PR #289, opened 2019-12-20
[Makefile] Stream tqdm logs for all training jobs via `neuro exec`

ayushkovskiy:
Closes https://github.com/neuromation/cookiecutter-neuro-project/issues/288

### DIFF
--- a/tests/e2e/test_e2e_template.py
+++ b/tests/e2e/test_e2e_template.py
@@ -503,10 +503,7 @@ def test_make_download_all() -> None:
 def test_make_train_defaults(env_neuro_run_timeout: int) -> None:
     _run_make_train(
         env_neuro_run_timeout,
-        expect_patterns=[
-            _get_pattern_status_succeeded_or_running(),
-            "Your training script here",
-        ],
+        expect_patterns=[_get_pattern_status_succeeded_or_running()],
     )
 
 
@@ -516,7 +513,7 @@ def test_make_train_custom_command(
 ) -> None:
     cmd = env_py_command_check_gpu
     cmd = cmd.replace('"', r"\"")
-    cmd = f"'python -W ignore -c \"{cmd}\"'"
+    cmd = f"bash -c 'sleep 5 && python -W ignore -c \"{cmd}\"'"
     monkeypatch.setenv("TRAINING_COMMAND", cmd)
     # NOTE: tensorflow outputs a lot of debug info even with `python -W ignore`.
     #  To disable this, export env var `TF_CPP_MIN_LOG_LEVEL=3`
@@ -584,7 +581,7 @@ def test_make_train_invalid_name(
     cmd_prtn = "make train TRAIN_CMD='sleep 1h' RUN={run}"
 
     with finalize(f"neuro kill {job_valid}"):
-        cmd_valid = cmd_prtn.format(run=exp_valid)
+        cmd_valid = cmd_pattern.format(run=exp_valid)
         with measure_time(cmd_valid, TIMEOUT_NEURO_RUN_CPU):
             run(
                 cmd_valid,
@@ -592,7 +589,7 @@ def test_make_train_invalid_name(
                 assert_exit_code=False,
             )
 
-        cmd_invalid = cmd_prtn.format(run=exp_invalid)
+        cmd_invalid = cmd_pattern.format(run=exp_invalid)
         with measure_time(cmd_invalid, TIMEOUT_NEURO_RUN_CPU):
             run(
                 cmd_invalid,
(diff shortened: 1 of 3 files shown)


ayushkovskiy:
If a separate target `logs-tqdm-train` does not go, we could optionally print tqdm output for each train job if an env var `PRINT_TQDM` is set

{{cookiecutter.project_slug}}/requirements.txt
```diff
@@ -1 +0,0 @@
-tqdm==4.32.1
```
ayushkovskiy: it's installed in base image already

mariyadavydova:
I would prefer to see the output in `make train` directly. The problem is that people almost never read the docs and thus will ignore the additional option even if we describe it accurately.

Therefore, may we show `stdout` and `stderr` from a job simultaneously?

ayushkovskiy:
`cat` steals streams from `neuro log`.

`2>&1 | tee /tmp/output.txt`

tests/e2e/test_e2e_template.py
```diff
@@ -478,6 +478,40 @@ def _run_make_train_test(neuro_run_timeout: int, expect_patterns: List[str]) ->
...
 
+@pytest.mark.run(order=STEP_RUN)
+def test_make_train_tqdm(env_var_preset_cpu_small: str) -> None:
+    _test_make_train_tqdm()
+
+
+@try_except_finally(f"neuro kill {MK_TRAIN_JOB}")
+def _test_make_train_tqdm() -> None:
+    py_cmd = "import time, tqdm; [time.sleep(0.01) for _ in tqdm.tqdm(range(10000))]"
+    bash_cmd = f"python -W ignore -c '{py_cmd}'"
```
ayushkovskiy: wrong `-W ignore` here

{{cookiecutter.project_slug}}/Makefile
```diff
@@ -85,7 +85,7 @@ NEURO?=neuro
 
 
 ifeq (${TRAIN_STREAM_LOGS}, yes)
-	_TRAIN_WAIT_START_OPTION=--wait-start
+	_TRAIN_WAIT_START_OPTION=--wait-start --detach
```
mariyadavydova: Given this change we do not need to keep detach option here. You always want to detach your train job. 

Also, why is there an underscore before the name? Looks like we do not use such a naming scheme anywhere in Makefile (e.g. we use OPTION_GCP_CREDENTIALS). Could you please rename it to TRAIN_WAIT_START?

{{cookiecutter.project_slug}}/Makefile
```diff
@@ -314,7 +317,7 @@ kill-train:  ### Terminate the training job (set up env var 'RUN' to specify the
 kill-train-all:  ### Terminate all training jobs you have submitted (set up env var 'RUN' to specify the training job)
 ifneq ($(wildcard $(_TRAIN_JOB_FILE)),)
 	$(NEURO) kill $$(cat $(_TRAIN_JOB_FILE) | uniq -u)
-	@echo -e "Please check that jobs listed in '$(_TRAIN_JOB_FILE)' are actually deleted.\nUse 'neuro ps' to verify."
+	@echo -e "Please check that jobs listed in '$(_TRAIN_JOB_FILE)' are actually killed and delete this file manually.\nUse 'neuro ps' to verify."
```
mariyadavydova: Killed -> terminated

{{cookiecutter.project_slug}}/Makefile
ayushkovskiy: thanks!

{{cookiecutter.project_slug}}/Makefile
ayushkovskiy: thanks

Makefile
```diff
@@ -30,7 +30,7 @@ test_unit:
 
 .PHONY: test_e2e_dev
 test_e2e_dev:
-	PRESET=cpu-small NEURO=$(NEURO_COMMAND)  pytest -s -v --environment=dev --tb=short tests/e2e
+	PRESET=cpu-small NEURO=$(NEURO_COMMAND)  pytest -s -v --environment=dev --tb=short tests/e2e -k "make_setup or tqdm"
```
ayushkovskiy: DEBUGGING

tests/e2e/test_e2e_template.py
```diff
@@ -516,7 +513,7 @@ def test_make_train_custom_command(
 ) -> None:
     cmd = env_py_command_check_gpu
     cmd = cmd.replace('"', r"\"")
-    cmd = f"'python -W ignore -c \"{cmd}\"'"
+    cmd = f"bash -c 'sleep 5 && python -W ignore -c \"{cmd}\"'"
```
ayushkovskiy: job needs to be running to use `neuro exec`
◆ ◆ ◆ ◆
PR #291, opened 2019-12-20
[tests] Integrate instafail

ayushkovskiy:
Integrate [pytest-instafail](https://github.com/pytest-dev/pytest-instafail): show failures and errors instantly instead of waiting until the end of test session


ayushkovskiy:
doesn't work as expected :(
◆ ◆ ◆ ◆
Action item:
Keeping every character as it is, restate the lines above that run from the line with "PR #289, opened 2019-12-20" through the line with "disable this, export", both included, and nothing else.

Expected answer:
PR #289, opened 2019-12-20
[Makefile] Stream tqdm logs for all training jobs via `neuro exec`

ayushkovskiy:
Closes https://github.com/neuromation/cookiecutter-neuro-project/issues/288

### DIFF
--- a/tests/e2e/test_e2e_template.py
+++ b/tests/e2e/test_e2e_template.py
@@ -503,10 +503,7 @@ def test_make_download_all() -> None:
 def test_make_train_defaults(env_neuro_run_timeout: int) -> None:
     _run_make_train(
         env_neuro_run_timeout,
-        expect_patterns=[
-            _get_pattern_status_succeeded_or_running(),
-            "Your training script here",
-        ],
+        expect_patterns=[_get_pattern_status_succeeded_or_running()],
     )
 
 
@@ -516,7 +513,7 @@ def test_make_train_custom_command(
 ) -> None:
     cmd = env_py_command_check_gpu
     cmd = cmd.replace('"', r"\"")
-    cmd = f"'python -W ignore -c \"{cmd}\"'"
+    cmd = f"bash -c 'sleep 5 && python -W ignore -c \"{cmd}\"'"
     monkeypatch.setenv("TRAINING_COMMAND", cmd)
     # NOTE: tensorflow outputs a lot of debug info even with `python -W ignore`.
     #  To disable this, export env var `TF_CPP_MIN_LOG_LEVEL=3`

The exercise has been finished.